When you find the word "removed" in a line of the entries, please copy the whole line.

(Stored data)
▼

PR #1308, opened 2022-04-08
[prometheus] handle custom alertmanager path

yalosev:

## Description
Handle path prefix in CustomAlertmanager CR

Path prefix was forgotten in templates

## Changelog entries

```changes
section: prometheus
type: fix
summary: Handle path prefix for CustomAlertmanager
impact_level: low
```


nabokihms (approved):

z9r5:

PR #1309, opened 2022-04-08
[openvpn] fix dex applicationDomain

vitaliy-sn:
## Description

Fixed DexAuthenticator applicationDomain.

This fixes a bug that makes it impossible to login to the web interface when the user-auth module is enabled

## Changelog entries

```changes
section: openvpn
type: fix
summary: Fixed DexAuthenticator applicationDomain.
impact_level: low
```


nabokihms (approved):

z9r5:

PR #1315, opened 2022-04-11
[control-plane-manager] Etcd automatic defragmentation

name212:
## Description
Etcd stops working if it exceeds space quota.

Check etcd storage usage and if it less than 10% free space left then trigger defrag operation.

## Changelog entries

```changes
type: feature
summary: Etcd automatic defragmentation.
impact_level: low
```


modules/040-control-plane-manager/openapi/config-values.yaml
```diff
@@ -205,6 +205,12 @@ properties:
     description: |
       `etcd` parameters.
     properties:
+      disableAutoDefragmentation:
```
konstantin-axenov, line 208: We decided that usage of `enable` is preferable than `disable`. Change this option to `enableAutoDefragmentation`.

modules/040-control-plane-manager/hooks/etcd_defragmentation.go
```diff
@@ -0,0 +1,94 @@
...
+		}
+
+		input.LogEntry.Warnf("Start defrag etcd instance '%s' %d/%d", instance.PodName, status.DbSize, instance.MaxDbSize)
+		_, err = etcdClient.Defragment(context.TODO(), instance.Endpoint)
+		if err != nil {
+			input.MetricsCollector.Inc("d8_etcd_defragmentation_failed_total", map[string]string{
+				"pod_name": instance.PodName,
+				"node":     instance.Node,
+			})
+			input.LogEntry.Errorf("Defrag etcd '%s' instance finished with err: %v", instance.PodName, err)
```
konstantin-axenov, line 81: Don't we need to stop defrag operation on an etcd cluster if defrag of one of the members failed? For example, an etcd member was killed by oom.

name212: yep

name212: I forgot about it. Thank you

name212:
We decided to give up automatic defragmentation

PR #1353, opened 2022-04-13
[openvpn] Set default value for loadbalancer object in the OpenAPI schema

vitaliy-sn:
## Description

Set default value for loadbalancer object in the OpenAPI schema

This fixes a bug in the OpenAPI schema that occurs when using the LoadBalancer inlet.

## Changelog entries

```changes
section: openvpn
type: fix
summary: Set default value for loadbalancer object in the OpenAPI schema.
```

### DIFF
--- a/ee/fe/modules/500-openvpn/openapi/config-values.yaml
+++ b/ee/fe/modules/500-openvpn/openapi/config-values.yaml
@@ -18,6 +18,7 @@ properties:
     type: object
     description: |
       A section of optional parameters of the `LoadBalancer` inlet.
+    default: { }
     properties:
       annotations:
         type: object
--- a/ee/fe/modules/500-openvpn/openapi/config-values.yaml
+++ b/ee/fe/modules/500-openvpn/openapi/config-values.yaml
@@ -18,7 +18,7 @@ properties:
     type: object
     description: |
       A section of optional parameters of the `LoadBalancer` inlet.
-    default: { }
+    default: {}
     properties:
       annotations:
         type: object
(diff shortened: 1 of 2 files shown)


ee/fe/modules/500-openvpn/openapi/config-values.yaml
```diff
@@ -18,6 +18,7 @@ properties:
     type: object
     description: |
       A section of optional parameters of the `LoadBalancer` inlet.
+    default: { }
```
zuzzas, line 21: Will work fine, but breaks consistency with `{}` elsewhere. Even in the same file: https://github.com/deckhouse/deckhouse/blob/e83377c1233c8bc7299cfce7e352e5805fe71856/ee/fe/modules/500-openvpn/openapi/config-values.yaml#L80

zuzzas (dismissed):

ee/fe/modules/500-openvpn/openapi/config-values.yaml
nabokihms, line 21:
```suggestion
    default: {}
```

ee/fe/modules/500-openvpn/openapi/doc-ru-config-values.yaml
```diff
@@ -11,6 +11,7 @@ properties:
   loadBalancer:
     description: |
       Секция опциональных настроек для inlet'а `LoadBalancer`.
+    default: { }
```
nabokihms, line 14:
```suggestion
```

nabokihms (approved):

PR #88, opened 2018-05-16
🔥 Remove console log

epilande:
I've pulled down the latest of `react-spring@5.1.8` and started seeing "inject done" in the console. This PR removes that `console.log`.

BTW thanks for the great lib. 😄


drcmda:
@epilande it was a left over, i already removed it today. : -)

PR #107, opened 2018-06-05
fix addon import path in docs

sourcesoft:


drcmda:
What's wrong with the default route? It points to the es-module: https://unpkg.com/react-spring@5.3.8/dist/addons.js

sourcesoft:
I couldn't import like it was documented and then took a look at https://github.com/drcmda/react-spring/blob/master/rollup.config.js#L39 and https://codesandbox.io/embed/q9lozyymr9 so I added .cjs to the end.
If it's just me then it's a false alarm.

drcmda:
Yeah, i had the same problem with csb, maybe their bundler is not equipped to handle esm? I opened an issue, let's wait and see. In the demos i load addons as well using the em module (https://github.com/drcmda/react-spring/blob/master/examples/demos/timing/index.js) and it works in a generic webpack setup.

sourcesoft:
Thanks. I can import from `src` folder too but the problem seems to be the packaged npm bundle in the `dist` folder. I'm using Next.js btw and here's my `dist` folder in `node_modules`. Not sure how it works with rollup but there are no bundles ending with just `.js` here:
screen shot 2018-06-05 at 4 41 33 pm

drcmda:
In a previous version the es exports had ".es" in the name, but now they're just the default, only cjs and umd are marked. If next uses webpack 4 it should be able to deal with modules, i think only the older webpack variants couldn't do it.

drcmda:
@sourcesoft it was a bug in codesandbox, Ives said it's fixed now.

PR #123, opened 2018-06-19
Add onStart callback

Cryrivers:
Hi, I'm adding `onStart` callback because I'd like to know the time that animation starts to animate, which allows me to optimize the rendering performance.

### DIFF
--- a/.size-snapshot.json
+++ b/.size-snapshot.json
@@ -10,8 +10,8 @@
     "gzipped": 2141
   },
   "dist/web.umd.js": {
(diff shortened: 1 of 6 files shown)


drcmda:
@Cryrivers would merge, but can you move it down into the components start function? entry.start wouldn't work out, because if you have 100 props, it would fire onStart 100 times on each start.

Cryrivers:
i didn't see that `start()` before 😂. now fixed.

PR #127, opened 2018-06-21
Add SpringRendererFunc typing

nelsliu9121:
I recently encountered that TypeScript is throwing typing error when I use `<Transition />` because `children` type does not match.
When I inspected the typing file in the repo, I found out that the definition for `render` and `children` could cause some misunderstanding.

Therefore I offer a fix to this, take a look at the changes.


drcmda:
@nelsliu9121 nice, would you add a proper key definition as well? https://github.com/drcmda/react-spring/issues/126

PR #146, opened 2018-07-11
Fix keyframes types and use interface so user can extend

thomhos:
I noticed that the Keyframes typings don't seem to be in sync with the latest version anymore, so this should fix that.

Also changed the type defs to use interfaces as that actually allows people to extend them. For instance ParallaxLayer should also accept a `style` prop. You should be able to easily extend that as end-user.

▲
▼

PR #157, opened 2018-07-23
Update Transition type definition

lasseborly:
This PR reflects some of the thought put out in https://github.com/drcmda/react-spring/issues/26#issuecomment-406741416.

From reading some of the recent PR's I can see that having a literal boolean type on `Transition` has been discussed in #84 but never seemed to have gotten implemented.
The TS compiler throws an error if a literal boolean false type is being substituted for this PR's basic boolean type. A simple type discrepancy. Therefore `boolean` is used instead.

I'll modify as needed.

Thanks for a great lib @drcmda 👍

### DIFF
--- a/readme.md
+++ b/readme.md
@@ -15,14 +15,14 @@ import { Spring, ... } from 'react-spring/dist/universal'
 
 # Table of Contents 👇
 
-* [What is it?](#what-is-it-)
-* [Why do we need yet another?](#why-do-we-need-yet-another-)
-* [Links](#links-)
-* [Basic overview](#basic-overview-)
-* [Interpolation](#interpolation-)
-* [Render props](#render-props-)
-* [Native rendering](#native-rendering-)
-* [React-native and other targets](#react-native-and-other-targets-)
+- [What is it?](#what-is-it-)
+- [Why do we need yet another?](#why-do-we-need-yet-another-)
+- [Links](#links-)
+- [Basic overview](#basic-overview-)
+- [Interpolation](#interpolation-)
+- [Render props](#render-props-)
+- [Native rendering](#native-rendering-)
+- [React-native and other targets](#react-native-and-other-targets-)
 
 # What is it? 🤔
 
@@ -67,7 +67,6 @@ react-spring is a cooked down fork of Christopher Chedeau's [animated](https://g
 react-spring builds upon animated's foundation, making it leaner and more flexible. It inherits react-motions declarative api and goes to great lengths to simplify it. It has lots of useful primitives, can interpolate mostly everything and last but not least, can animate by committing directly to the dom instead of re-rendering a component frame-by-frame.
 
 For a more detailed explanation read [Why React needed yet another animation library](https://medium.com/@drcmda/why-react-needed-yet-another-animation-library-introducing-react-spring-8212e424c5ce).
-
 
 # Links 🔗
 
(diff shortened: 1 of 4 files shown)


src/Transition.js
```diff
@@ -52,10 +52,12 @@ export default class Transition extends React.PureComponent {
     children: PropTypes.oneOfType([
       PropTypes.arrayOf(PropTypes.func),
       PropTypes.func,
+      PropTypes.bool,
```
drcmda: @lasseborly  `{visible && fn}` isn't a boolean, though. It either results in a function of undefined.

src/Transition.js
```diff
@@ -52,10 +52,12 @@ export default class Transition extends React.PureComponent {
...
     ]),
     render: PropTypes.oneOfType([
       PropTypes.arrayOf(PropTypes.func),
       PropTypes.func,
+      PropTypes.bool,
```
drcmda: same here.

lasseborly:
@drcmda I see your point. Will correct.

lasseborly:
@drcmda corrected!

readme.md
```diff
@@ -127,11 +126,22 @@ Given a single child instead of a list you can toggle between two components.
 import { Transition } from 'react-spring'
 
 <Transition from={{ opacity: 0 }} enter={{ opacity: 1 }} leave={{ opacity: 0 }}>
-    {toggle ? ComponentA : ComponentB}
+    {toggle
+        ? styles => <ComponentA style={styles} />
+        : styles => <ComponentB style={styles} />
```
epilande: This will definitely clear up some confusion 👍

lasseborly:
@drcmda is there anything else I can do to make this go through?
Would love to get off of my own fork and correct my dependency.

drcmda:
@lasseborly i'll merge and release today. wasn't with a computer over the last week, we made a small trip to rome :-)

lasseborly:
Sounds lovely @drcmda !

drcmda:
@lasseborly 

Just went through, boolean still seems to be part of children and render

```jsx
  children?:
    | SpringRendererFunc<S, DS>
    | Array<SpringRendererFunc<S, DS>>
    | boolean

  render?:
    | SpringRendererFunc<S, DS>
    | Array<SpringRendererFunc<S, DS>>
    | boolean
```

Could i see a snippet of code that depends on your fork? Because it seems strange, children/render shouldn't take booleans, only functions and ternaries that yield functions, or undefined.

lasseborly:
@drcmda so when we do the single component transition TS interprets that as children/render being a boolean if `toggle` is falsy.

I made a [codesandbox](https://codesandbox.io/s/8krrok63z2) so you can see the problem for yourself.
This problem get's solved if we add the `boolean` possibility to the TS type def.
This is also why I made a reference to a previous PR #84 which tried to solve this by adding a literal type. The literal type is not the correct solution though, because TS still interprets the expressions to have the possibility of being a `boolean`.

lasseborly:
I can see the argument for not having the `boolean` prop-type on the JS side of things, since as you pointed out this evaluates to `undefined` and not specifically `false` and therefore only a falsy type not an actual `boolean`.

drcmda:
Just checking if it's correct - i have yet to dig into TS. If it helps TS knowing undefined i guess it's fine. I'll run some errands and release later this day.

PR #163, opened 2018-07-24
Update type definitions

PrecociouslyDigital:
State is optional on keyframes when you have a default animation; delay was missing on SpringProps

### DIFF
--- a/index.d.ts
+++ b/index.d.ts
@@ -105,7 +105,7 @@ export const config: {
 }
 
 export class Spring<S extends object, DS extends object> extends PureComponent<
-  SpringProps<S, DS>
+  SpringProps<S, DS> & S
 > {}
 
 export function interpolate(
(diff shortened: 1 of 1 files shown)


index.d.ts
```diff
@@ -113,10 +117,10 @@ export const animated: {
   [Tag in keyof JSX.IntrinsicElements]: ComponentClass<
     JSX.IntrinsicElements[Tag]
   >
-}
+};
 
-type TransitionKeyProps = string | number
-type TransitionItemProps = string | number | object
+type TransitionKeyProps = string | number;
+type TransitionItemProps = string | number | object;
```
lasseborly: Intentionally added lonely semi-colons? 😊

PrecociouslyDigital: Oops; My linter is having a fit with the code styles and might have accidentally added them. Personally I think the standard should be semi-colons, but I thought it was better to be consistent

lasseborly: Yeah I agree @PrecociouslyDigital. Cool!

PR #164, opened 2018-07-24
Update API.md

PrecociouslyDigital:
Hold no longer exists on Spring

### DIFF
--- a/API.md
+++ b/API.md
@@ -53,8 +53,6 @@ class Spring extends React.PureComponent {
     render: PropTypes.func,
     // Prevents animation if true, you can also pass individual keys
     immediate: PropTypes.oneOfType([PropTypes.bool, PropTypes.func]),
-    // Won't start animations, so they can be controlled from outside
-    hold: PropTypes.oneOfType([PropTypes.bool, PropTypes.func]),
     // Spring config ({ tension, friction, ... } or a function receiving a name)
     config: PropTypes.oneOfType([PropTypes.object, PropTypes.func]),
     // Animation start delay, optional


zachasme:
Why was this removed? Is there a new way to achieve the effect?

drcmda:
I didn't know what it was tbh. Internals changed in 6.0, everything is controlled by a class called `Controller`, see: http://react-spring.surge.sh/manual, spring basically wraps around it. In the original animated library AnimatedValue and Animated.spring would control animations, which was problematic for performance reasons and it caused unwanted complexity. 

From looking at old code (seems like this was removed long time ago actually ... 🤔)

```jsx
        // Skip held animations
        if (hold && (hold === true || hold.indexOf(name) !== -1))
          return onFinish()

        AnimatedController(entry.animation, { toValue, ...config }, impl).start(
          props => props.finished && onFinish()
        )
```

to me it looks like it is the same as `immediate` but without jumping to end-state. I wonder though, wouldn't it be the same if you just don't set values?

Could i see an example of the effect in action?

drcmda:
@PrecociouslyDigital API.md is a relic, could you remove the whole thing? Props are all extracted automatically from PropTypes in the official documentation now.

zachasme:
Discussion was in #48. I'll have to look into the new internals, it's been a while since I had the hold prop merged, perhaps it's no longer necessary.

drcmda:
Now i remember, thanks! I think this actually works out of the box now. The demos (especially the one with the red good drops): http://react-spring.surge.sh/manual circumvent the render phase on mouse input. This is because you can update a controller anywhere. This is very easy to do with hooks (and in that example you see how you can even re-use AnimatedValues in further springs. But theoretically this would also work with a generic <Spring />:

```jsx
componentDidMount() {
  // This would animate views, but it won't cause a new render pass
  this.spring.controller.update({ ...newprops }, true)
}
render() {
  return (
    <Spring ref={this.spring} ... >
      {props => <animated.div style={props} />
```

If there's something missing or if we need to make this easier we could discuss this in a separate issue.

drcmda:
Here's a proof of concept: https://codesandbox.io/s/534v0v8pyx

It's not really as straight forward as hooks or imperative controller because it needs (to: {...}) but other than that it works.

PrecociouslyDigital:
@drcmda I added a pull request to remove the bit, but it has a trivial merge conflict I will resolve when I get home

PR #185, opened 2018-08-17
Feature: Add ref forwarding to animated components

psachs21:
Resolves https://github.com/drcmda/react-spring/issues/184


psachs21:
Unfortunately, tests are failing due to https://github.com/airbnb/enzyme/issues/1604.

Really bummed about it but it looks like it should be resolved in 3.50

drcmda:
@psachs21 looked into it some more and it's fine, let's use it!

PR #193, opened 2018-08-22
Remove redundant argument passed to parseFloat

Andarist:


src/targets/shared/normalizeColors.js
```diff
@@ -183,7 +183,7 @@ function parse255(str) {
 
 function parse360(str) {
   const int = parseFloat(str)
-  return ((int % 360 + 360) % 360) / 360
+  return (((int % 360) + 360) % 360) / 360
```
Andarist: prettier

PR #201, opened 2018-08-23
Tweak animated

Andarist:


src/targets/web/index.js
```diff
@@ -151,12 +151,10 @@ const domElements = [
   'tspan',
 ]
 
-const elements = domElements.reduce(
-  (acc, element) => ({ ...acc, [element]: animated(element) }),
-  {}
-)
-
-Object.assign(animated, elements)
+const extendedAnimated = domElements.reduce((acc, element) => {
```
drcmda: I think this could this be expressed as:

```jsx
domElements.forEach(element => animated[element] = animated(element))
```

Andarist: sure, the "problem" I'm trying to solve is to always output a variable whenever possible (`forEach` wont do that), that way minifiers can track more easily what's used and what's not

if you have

▲
▼

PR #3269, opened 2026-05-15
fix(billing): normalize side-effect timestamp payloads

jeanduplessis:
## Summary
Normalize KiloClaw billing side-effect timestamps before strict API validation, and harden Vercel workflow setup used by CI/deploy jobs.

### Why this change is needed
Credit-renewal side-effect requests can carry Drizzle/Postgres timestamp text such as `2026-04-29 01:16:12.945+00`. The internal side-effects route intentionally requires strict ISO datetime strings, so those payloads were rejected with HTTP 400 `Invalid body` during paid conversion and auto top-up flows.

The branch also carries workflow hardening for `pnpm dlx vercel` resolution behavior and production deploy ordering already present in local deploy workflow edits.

▲

> ANSWER BOX:
@epilande it was a left over, i already removed it today. : -)
Why was this removed? Is there a new way to achieve the effect?
From looking at old code (seems like this was removed long time ago actually ... 🤔)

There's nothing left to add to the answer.